Aetna (NYSE: AET) To Acquire Medicity

One of the nation's largest providers of Health Information Exchange (HIE) technology solutions

HARTFORD, Conn., December 07, 2010 - Aetna (NYSE: AET) today announced that it has entered into an agreement to acquire Medicity, a health information exchange technology company, headquartered in Salt Lake City, Utah. [Read FierceHealthIT's story.] A leading innovator in provider solutions, Medicity offers a broad range of products and services that enable health systems, hospitals, physician practices and health information exchanges to securely access and exchange health care information, improving the quality and efficiency of patient care and reducing unnecessary health care costs. Medicity markets its products and services locally, regionally and nationally.

The purchase price is approximately $500 million. Aetna expects to finance the acquisition with available resources. The transaction is subject to customary closing conditions, including Hart-Scott-Rodino antitrust regulatory approval. The transaction is projected to be neutral to Aetna's financial results in 2011. 

Medicity's connected network provides collaboration and coordination of care delivered through a variety of communications tools, which helps physicians and other health care providers get timely clinical information about patients using the platform of their choice. Medicity's health information exchange (HIE) technology reaches more than 760 hospitals, 125,000 physician users and 250,000 end users.

The company has:

  • The largest installed base of enterprise HIE systems for hospitals, physicians and other health care providers;
  • A substantial presence in the emerging state and regional health information exchange marketplaces;
  • A proven track record of implementation. Medicity has demonstrated an ability to connect to many different types of information systems that provide physicians and other users with information necessary to make better informed health care decisions;
  • A flexible technology platform that, combined with Aetna resources, will enable development of new business offerings;
  • A record of sustained, strong growth in recent years.

"This acquisition will enable Aetna to offer a set of convenient, easy-to-access technology solutions for physicians, hospitals and other health care providers. That, in turn, can help improve the quality and efficiency of patient care," said Mark T. Bertolini, Aetna CEO and president. "Strategically, we believe this acquisition will enhance Aetna's capabilities and accelerate our growth in the health information technology and health information exchange space."

"We are excited about joining Aetna, with the shared vision for improving the health care experience for all stakeholders," said James K. ‘Kipp' Lassetter, M.D., Medicity chairman and CEO. "The combination of Medicity's connected health care platform for providers with the clinical decision support capabilities of Aetna's ActiveHealth Management subsidiary can help physicians make better decisions in real-time as they collaborate and coordinate care."

Medicity will operate as a separate business within Aetna, under its existing leadership structure.

About Aetna
Aetna is one of the nation's leading diversified health care benefits companies, serving approximately 35.4 million people with information and resources to help them make better informed decisions about their health care. Aetna offers a broad range of traditional and consumer-directed health insurance products and related services, including medical, pharmacy, dental, behavioral health, group life and disability plans, and medical management capabilities and health care management services for Medicaid plans. Our customers include employer groups, individuals, college students, part-time and hourly workers, health plans, governmental units, government-sponsored plans, labor groups and expatriates. For more information, see www.aetna.com.

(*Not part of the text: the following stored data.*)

PR #3733, opened 2026-09-08
Add platform-specific thread naming in worker threads

HadesD:
Set thread names based on platform in worker thread creation. Currently windows is researching, so implement some os first.

### DIFF
--- a/OgreMain/src/OgreDefaultWorkQueueStandard.cpp
+++ b/OgreMain/src/OgreDefaultWorkQueueStandard.cpp
@@ -64,7 +64,15 @@ namespace Ogre
         mNumThreadsRegisteredWithRS = 0;
         for (size_t i = 0; i < mWorkerThreadCount; ++i)
         {
-            OGRE_THREAD_CREATE(t, [this]() { _threadMain(); });
+            OGRE_THREAD_CREATE(t, [this]() {
+#  if OGRE_PLATFORM == OGRE_PLATFORM_WIN32
+                // std::wstring wname(name.begin(), name.end());
+                // SetThreadDescription(static_cast<HANDLE>(t.native_handle()), wname.c_str());
+#  elif OGRE_PLATFORM == OGRE_PLATFORM_LINUX || OGRE_PLATFORM == OGRE_PLATFORM_APPLE_IOS || OGRE_PLATFORM == OGRE_PLATFORM_ANDROID
+                pthread_setname_np(pthread_self(), mName.substr(0, 15).c_str());
+#  endif
+                _threadMain();
+            });
             mWorkers.push_back(t);
         }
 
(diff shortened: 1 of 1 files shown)


HadesD:
hmm, maybe windows # preprocessor is differ than other OS
idk how to fix it, should ask AI ...

OgreMain/src/OgreDefaultWorkQueueStandard.cpp
```diff
@@ -64,7 +64,18 @@ namespace Ogre
         mNumThreadsRegisteredWithRS = 0;
         for (size_t i = 0; i < mWorkerThreadCount; ++i)
         {
-            OGRE_THREAD_CREATE(t, [this]() { _threadMain(); });
+            auto threadProc = [this]() {
+#  if OGRE_PLATFORM == OGRE_PLATFORM_WIN32
+                // std::wstring wname(mName.begin(), mName.end());
+                // SetThreadDescription(GetCurrentThread(), wname.c_str());
```
paroj, line 70: there is no need to rush this, so I would wait for the windows bits

OgreMain/src/OgreDefaultWorkQueueStandard.cpp
```diff
@@ -64,7 +64,18 @@ namespace Ogre
...
+#  elif OGRE_PLATFORM == OGRE_PLATFORM_LINUX || OGRE_PLATFORM == OGRE_PLATFORM_ANDROID
+                pthread_setname_np(pthread_self(), mName.substr(0, 15).c_str());
```
paroj, line 72: why are you limiting the name to 15 chars here but not in the other branches? Why limit at all?

OgreMain/src/OgreDefaultWorkQueueStandard.cpp
```diff
@@ -64,7 +64,18 @@ namespace Ogre
         mNumThreadsRegisteredWithRS = 0;
         for (size_t i = 0; i < mWorkerThreadCount; ++i)
         {
-            OGRE_THREAD_CREATE(t, [this]() { _threadMain(); });
+            auto threadProc = [this]() {
+#  if OGRE_PLATFORM == OGRE_PLATFORM_WIN32
+                // std::wstring wname(mName.begin(), mName.end());
+                // SetThreadDescription(GetCurrentThread(), wname.c_str());
+#  elif OGRE_PLATFORM == OGRE_PLATFORM_LINUX || OGRE_PLATFORM == OGRE_PLATFORM_ANDROID
```
paroj, line 71: use `defined(__linux__) || defined(__ANDROID__)`

otherwise we end up with BSD into this, which have yet another signature

OgreMain/src/OgreDefaultWorkQueueStandard.cpp
paroj: also mName is the name of the WorkQueue, I think calling this  "WorkerFunc" would be more useful

OgreMain/src/OgreDefaultWorkQueueStandard.cpp
```diff
@@ -64,7 +64,18 @@ namespace Ogre
         mNumThreadsRegisteredWithRS = 0;
         for (size_t i = 0; i < mWorkerThreadCount; ++i)
         {
-            OGRE_THREAD_CREATE(t, [this]() { _threadMain(); });
```
paroj, line 67: finally, move this code into a separate function and call it from _threadMain instead of the lambda

OgreMain/src/OgreDefaultWorkQueueStandard.cpp
HadesD: > why are you limiting the name to 15 chars here but not in the other branches? Why limit at all?

Don't know why but gemini show that linux only allow 16 char (included \0)
But I 've re-searched, no where wrote that, so I will update.
thanks for your comment

> also mName is the name of the WorkQueue, I think calling this "WorkerFunc" would be more useful

 I think only WorkerFunc name is so limit, when user implement another queue, they should be confused, so I decided  better to use mName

CAUTIONARY STATEMENT -- Certain information in this press release is forward looking, including, but not limited to, the projected impact of the transaction on Aetna's 2011 financial results, the development of new business offerings, Aetna's ability to offer technology solutions for physicians, hospitals and other health care providers, the quality and efficiency of patient care, Aetna's capabilities and growth in the health information technology and health information exchange spaces, and information available to physicians. Forward-looking information is based on management's estimates, assumptions and projections, and is subject to significant uncertainties and other factors, many of which are beyond Aetna's and Medicity's control. Important risk factors could cause actual future results and other future events to differ materially from those currently estimated by management. Those risk factors include, but are not limited to: the ability to successfully develop and integrate the business operations described herein in a timely and cost-efficient manner (including obtaining the required regulatory approvals on a timely basis to close the transaction); the ability to realize projected revenue; the ability to retain current customers of Medicity and grow its customer base in the future; retention of key personnel of Medicity; and adverse government regulation or review or enhanced government enforcement.